Just wanted to report another user with the freezing problem. Happened last night (HR21). I've had the box one week. I red-button-restarted it, but it kept happening. So i tired the unplugging restart, and it still kept freezing. Going to call Directv for a new box today.

Man, I miss my HR10.


----------



## FlopShot (Jan 11, 2008)

I got my HR21 installed on Sunday 1/6. We recorded a few programs that night and watched them from the playlist with no problem. On Monday morning, we attempted to watch a few more of the recordings and experienced the freeze on every recording. Restarted and then everything was good. At least until Thursday 1/10, when it froze again attempting to play any of thel recordings. So that's two freezes in 96 hours. That is not acceptable. If the HR21 keeps freezing at the same rate, I'll be moving the HR10-250 back into the main television room and relegating the HR21 to a spare bedroom until they get the software working correctly.


----------



## DanPainter (Sep 16, 2006)

Add me to the list of every recording freezing during playback on my HR21. I hope a software fix is in the loop soon!!!


----------



## sTiVo (Dec 24, 2007)

I'm on my 3rd hr21-700 with no resolution to the issue. I've tried everything including putting the receiver on a UPS to regulate voltage and changing the remote to RF (??). The only thing all my boxes had in common was the TV. I called Olevia about the TV and they agreed to replace the TV under warranty thinking it my be a video issue on the tv causing a problem via HDMI to the receiver. Who knows. What kind of TVs are you guys using?


----------



## dtv200609 (Jan 10, 2008)

sTiVo said:


> ... What kind of TVs are you guys using?

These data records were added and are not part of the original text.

PR #690, opened 2018-06-22
Enforce semi-colons in js and add them where missing

wlach:
There is no "right" answer to the question of whether semi-colons
are good or bad in modern-day js, but historically Mozilla's
web tools (and in particular our data tools) have used and enforced
a style where semicolons are always used to terminate the end of a line
or expression.

Redash, test-tube, metricsgraphics, missioncontrol for example all
use this rule. Furthermore, it's a default part of the airbnb
style guide which is recommended by Mozilla's frontend infrastructure
working group (https://github.com/mozilla-frontend-infra).

To avoid confusing people who have to move between these projects on a
frequent basis, I propose that we just adopt the rule and move on.
This commit adds the rule (really deleting an exception) and updates
the source code accordingly (done automatically via eslint's --fix
option)

### DIFF
--- a/.eslintrc.js
+++ b/.eslintrc.js
@@ -15,7 +15,6 @@ module.exports = {
   ],
   "extends": "airbnb",
   "rules": {
-    "semi": ["off"],
     // Restricting for..of seems pretty controversial, let's disable that.
     // See https://github.com/airbnb/javascript/issues/1271
     "no-restricted-syntax": ["off"],
--- a/src/actions/__tests__/actions.test.js
+++ b/src/actions/__tests__/actions.test.js
@@ -10,10 +10,10 @@ describe('temporarilySaveRunningCellID', () => {
 
 describe('updateAppMessages', () => {
   it('creates an object with a type: UPDATE_APP_MESSAGES and message payload', () => {
-    const message1 = { message: 'hello' }
+    const message1 = { message: 'hello' };
     expect(actions.updateAppMessages(message1).message.message).toEqual('hello');
     expect(actions.updateAppMessages(message1).message.details).toEqual('hello');
-    const message2 = { message: 'ok', details: '---', when: new Date().toString() }
+    const message2 = { message: 'ok', details: '---', when: new Date().toString() };
     expect(actions.updateAppMessages(message2).message.message).toEqual('ok');
     expect(actions.updateAppMessages(message2).message.details).toEqual('---');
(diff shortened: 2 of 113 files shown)


wlach:
@bcolloran @hamilton @djbarnwal @mdboom I apologize for bringing this up (I hate style wars like these and find them generally unproductive), but am genuinely finding it disruptive to have to change my coding style as I move through projects. I believe that making iodide's coding style consistent with other tools used by Mozilla's engineering operations team is the right way forward. If you have any objections let me know, otherwise I'd like to just land this soon and move on to more interesting topics. :)

hamilton:
@wlach though I don't like semicolons generally, I have no problem adopting a coding standard like this if it makes life easier for everyone else! I _would_ suggest, however, that perhaps we can do this after `iframe-2` is merged. This PR will change literally every file we have, and it'll likely create large swaths of merge conflicts as a result, and at any rate we're really hoping to not touch some of the stuff in `src` too much right now.

I'll let @bcolloran chime in, but tldr - happy to adopt whatever everyone else wants to do, but maybe let's wait until `iframe-2` is ready to merge and then do it.

bcolloran:
i agree that i've found it disruptive to have to tweak my normal coding style (always use single quotes! omg why?!!), but if we're going to make any changes along these lines, i'd rather have us go ahead and adopt 'prettier' and let it do the formating automatically so that you don't have to remember to omit the semi-colons, and i don't have to remember to put in semi-colons or always use single quotes, and no one has to remember to do anything other than maybe press the keybinding for the prettier plugin for their editor... or just do nothing and let the pre-commit hooks or CI take care of it :-)

does that sound like a reasonable option? care to look into the details?
https://prettier.io/docs/en/precommit.html
https://prettier.io/docs/en/eslint.html

i think we might need to change our eslint config a little bit and then have everyone install the plugin in their editors.

in any case, +1 re @hamilton 's point about the big iframe refactor -- this does feel like a potentially very disruptive set of changes to have to merge, so probably worth waiting for that

wlach:
I think using prettier is a good idea, but it's an additional step. Prettier deals with code formatting, whereas this particular issue is a linting one.

In fact, prettier actually requires the use of semi-colons to do its formatting, so adding an eslint rule to that effect would be an incremental step to adopting it.

I'm fine with deferring landing this until after the iframe refactoring lands.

Mine's a Sharp Aquos LC-37GB5U.


----------



## BlueCan (Nov 23, 2007)

Mine only seems to have a problem when I use "skip to tic" and/or "skip to end/skip to beginning". I really like "press and hold".

-Patrick "Kidding.... I hate 'press and hold'"


----------



## sTiVo (Dec 24, 2007)

BlueCan said:


> Mine only seems to have a problem when I use "skip to tic" and/or "skip to end/skip to beginning".


My problems are usually triggered with remote interaction (30 sec. skip, LIST button, GUIDE button, etc.). It's pretty frustrating to hit the 30 second skip button and have to wait a whole minute of freezing/choppiness to get to that desired point in the recording.


----------



## donm (Aug 19, 2003)

I'm having the same freeze problem on recorded shows and had to do a reset. I just got my HR21-700 3 days ago. If I have anymore problems I will call Directv and get a replacement.


----------



## dtv200609 (Jan 10, 2008)

donm said:


> I'm having the same freeze problem on recorded shows and had to do a reset. I just got my HR21-700 3 days ago. If I have anymore problems I will call Directv and get a replacement.


As a matter of interest, has the problem gone away for anybody who got a replacement? I have had one replacement that didn't help. I saw somebody already has had two replacements. If it worked for anybody, I'll go play HR21-roulette, but this seems to be a software problem.


----------



## donm (Aug 19, 2003)

dtv200609 said:


> As a matter of interest, has the problem gone away for anybody who got a replacement? I have had one replacement that didn't help. I saw somebody already has had two replacements. If it worked for anybody, I'll go play HR21-roulette, but this seems to be a software problem.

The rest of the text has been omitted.